EXERCISE DIRECTIONS:
Report all lines in the records that hold the string "from".

SOURCE DATA:
PR #2934, opened 2024-09-12
[Feature/multi_tenancy] Fix SdkClient credential handling for AWS endpoints

dbwiddis:
### Description

Refactors SdkClient code as required to support (working) DDB/AOSS integration tests
 - removes the temporary "local" DDB implementation
 - fetches credentials from system environment (and updates gradle build to put them there)

### Check List
- [x] New functionality includes testing. (Tested by #2818)

### DIFF
--- a/plugin/src/main/java/org/opensearch/ml/sdkclient/SdkClientFactory.java
+++ b/plugin/src/main/java/org/opensearch/ml/sdkclient/SdkClientFactory.java
@@ -8,7 +8,6 @@
  */
 package org.opensearch.ml.sdkclient;
 
-import java.net.URI;
 import java.security.AccessController;
 import java.security.PrivilegedAction;
 import java.util.Map;
@@ -50,15 +49,12 @@ import com.fasterxml.jackson.databind.SerializationFeature;
 import com.fasterxml.jackson.datatype.jsr310.JavaTimeModule;
 
 import lombok.extern.log4j.Log4j2;
-import software.amazon.awssdk.auth.credentials.AwsBasicCredentials;
+import software.amazon.awssdk.auth.credentials.AwsCredentialsProvider;
 import software.amazon.awssdk.auth.credentials.AwsCredentialsProviderChain;
 import software.amazon.awssdk.auth.credentials.ContainerCredentialsProvider;
 import software.amazon.awssdk.auth.credentials.EnvironmentVariableCredentialsProvider;
 import software.amazon.awssdk.auth.credentials.InstanceProfileCredentialsProvider;
-import software.amazon.awssdk.auth.credentials.StaticCredentialsProvider;
-import software.amazon.awssdk.core.client.config.ClientOverrideConfiguration;
 import software.amazon.awssdk.http.apache.ApacheHttpClient;
-import software.amazon.awssdk.http.urlconnection.UrlConnectionHttpClient;
 import software.amazon.awssdk.regions.Region;
 import software.amazon.awssdk.services.dynamodb.DynamoDbClient;
 
@@ -92,16 +88,20 @@ public class SdkClientFactory {
                     throw new OpenSearchException("AWS Opensearch Service client requires a metadata endpoint and region.");
                 }
                 log.info("Using remote AWS Opensearch Service cluster as metadata store");
-                return new SdkClient(new RemoteClusterIndicesClient(createAwsOpenSearchServiceClient(remoteMetadataEndpoint, region)));
+                return new SdkClient(
+                    new RemoteClusterIndicesClient(createAwsOpenSearchServiceClient(remoteMetadataEndpoint, region, "es"))
+                );
             case SdkClientSettings.AWS_DYNAMO_DB:
                 if (Strings.isBlank(remoteMetadataEndpoint) || Strings.isBlank(region)) {
-                    throw new OpenSearchException("AWS Opensearch Service client requires a metadata endpoint and region.");
+                    throw new OpenSearchException(
+                        "AWS DynamoDB and Opensearch Serverless Service client requires a metadata endpoint and region."
+                    );
                 }
                 log.info("Using dynamo DB as metadata store");
                 return new SdkClient(
                     new DDBOpenSearchClient(
                         createDynamoDbClient(region),
-                        new RemoteClusterIndicesClient(createOpenSearchClient(remoteMetadataEndpoint))
+                        new RemoteClusterIndicesClient(createAwsOpenSearchServiceClient(remoteMetadataEndpoint, region, "aoss"))
                     )
                 );
             default:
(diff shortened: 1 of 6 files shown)


plugin/src/main/java/org/opensearch/ml/sdkclient/SdkClientFactory.java
```diff
@@ -92,16 +88,20 @@ public static SdkClient createSdkClient(Client client, NamedXContentRegistry xCo
...
                 log.info("Using remote AWS Opensearch Service cluster as metadata store");
-                return new SdkClient(new RemoteClusterIndicesClient(createAwsOpenSearchServiceClient(remoteMetadataEndpoint, region)));
+                return new SdkClient(
+                    new RemoteClusterIndicesClient(createAwsOpenSearchServiceClient(remoteMetadataEndpoint, region, "es"))
+                );
             case SdkClientSettings.AWS_DYNAMO_DB:
                 if (Strings.isBlank(remoteMetadataEndpoint) || Strings.isBlank(region)) {
-                    throw new OpenSearchException("AWS Opensearch Service client requires a metadata endpoint and region.");
+                    throw new OpenSearchException(
+                        "AWS DynamoDB and Opensearch Serverless Service client requires a metadata endpoint and region."
```
dhrubo-os, line 97: Do we need to mention about `Serverless`?

plugin/src/main/java/org/opensearch/ml/sdkclient/SdkClientFactory.java
```diff
@@ -92,16 +88,20 @@ public static SdkClient createSdkClient(Client client, NamedXContentRegistry xCo
...
+                    );
                 }
                 log.info("Using dynamo DB as metadata store");
                 return new SdkClient(
                     new DDBOpenSearchClient(
                         createDynamoDbClient(region),
-                        new RemoteClusterIndicesClient(createOpenSearchClient(remoteMetadataEndpoint))
+                        new RemoteClusterIndicesClient(createAwsOpenSearchServiceClient(remoteMetadataEndpoint, region, "aoss"))
```
dhrubo-os, line 104: `aoss` --> Shouldn't we get that from some configuration over than hard coded?

plugin/src/main/plugin-metadata/plugin-security.policy
```diff
@@ -24,4 +24,9 @@ grant {
 
     // Circuit Breaker
     permission java.lang.RuntimePermission "getFileSystemAttributes";
+    
+    // AWS credentials needed for clients
+    permission java.io.FilePermission "<<ALL FILES>>", "read";
+    
+    permission java.security.AllPermission;
```
dhrubo-os, line 31: This essentially bypasses all security checks in the Java Security Manager and gives the code unrestricted access to the system. Why do we want that?

plugin/src/main/java/org/opensearch/ml/sdkclient/SdkClientFactory.java
dbwiddis: "Need"? Probably not. But the "aoss" string in the code on line 104 means exactly that.

Should we make the signing service a configurable setting and vary the message based on that?

plugin/src/main/java/org/opensearch/ml/sdkclient/SdkClientFactory.java
dbwiddis: Heh, I just replied to the other comment with this suggestion. Will do that and update PR.

plugin/src/main/plugin-metadata/plugin-security.policy
dbwiddis: one ring to rule them all

But seriously, I think that was leftover from some debugging and I need to remove it.

plugin/src/main/java/org/opensearch/ml/sdkclient/SdkClientFactory.java
```diff
@@ -110,6 +105,15 @@ public static SdkClient createSdkClient(Client client, NamedXContentRegistry xCo
         }
     }
 
+    private static void validateAwsParams(String clientType, String remoteMetadataEndpoint, String region, String serviceName) {
+        if (Strings.isBlank(remoteMetadataEndpoint) || Strings.isBlank(region)) {
+            throw new OpenSearchException(clientType + " client requires a metadata endpoint and region.");
+        }
+        if (!"es".equals(serviceName) && !"aoss".equals(serviceName)) {
```
dhrubo-os, line 112: What if an opensource community wants to use some other service other than `es` or `aoss`? I think this part needs to be generic? Isn't that the whole point we moved this service name to a settings `REMOTE_METADATA_SERVICE_NAME_KEY`?

dbwiddis: These are specific to `case SdkClientSettings.AWS_OPENSEARCH_SERVICE:` and `case SdkClientSettings.AWS_DYNAMO_DB` for the `remoteMetadata` type.  Any other service or any other provider can be added to that configuration.

These two particular clients use the AWS SDK for connection and "es" and "aoss" are the only documented options right now, see https://opensearch.org/docs/latest/clients/java/#connecting-to-amazon-opensearch-service

dbwiddis: Also relevant: https://github.com/opensearch-project/data-prepper/blob/627ae9ffdb2de5dda84566e7b6a4f130f5005210/data-prepper-plugins/opensearch/src/main/java/org/opensearch/dataprepper/plugins/source/opensearch/worker/client/OpenSearchClientFactory.java#L54-L55

dbwiddis: > What if an opensource community wants to use some other service other than `es` or `aoss`? I think this part needs to be generic? Isn't that the whole point we moved this service name to a settings `REMOTE_METADATA_SERVICE_NAME_KEY`?

For a concrete example, let's say OCI wants to have a client connect to their service through the [OCI OpenSearch SDK](https://docs.oracle.com/en-us/iaas/Content/API/SDKDocs/javasdk.htm).   They would:
1. Define a new `SdkClientSettings.REMOTE_METADATA_TYPE`.  We already have "RemoteOpenSearch" (a cluster anywhere) and "AWSOpenSearchService" (AOS).  They'd add a new "OCISearchService" (or whatever name)
2. Instead of calling validation via `validateAWSParams()` which requires an endpoint, region, and one of two service names, they'd create a new `validateOCIParams()` checker method for whichever settings they needed to support methods on https://github.com/oracle/oci-java-sdk

dhrubo-os: Thanks for detailed explanation. Makes sense, sounds good to me.

dhrubo-os (approved):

ANSWER BOX:
 - fetches credentials from system environment (and updates gradle build to put them there)
dhrubo-os, line 104: `aoss` --> Shouldn't we get that from some configuration over than hard coded?
But seriously, I think that was leftover from some debugging and I need to remove it.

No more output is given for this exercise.